Let’s say there was an effective gene therapy treatment developed for this particular genetic disease. The treatment was using a form of DNA therapy called transcribed RNA (or RNA). This form of DNA was taken from the patient’s own blood and injected into the patient through an incision in their back. The tv RNA traveled down the inheritance ladder and became the genetic disease free copy of DNA in the new place.


This was the beginning of the end for the genetic disease Huntington’s. This form of gene therapy was the first successful application of genetic algorithms. Today there are many other genetic diseases that use genetic algorithms. As I mentioned earlier, there are genetic diseases that are still waiting for the correct application of the gene therapy treatments.

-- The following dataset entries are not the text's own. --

PR #10119, opened 2020-04-13
Sample: fix checkstyle

ChenTanyi:


sdk/management/samples/src/main/java/com/azure/management/appservice/samples/ManageLinuxWebAppStorageAccountConnection.java
```diff
@@ -86,7 +86,7 @@ public static boolean runSample(Azure azure) {
 
             System.out.println("Creating web app " + app1Name + "...");
 
-            // FIXME the env variable will not work in linux since dot is not allowed in env variable name
+            // TODO: the env variable will not work in linux since dot is not allowed in env variable name
```
weidongxu-microsoft, line 89: I think you can change the TODO to just a note. I've updated the WAR to fallback to env var with "_" if "." not found.

sdk/management/samples/src/main/java/com/azure/management/samples/DockerUtils.java
```diff
@@ -68,7 +69,8 @@ public DockerSSLConfig(String caPem, String keyPem, String certPem) {
                 sslConfig.keyStorePassword("docker");
                 sslConfig.trustStore(CertificateUtils.createTrustStore(caPem));
             } catch (Exception e) {
-                throw new DockerClientException(e.getMessage(), e);
+                ClientLogger logger = new ClientLogger(getClass());
```
weidongxu-microsoft, line 72: might not be the best place to define `logger`?

ChenTanyi: I have thought logger should not add in class since it is just a sample. Done, change it to comment rather than logger.

sdk/management/samples/src/main/java/com/azure/management/appservice/samples/ManageLinuxWebAppStorageAccountConnection.java
ChenTanyi: Done

PR #10137, opened 2020-04-13
Fixed the failure of search nightly CI build

sima-zhu:
https://dev.azure.com/azure-sdk/internal/_build/results?buildId=354178&view=logs&j=3d7a0212-45d0-5080-1981-6d6ef159b344&t=14d7dc25-187c-516a-cf22-fdfcecf8f884

Steps on retry on search account creation:
1. Create service account.
1. Ping the service, and run test if succeeds, or ping the service again if fails. There is an 10 sec interval between every service ping which retry 3 times. 
1. If service ping still fail, then retry on search creation again. If succeeds, then run test. If fails on already exist exception, silent on exception, continue on running tests. 
1. If the creation API retry more than 3 times, then fail the test with message.

Statistics:
1. Usually, it will succeed on first creation. 
2. In worst case, it will use 90 sec before test start.

### DIFF
--- a/sdk/search/azure-search-documents/pom.xml
+++ b/sdk/search/azure-search-documents/pom.xml
@@ -29,7 +29,7 @@
     <dependency>
       <groupId>com.azure</groupId>
       <artifactId>azure-core</artifactId>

These genetic algorithms and the DNA used to implement them are being used in many clinical trials to find a cure for certain medical conditions. Some of these genetic algorithms are even being tested for use in preventing and slowing the development of certain diseases. It is my contention that if we can solve the problems associated with most common genetic diseases, then we have the potential to solve many more complex problems as well. Thus, we have the potential to solve the problem on how to code a genetic algorithm for the Human genome project in the near future.


Perhaps the most amazing part of how to code a genetic algorithm for the Human genome project is that the Human genome project may just be the key to solving the world’s health problems. In fact, at least one company has already raised millions of dollars based upon the promise of finding a cure for all diseases. However, it is also very important to understand that solving the problems associated with genetic disorders will take time. Hopefully, after the completion of the Human genome project, there will be many researchers around the world solving other complex problems in the future.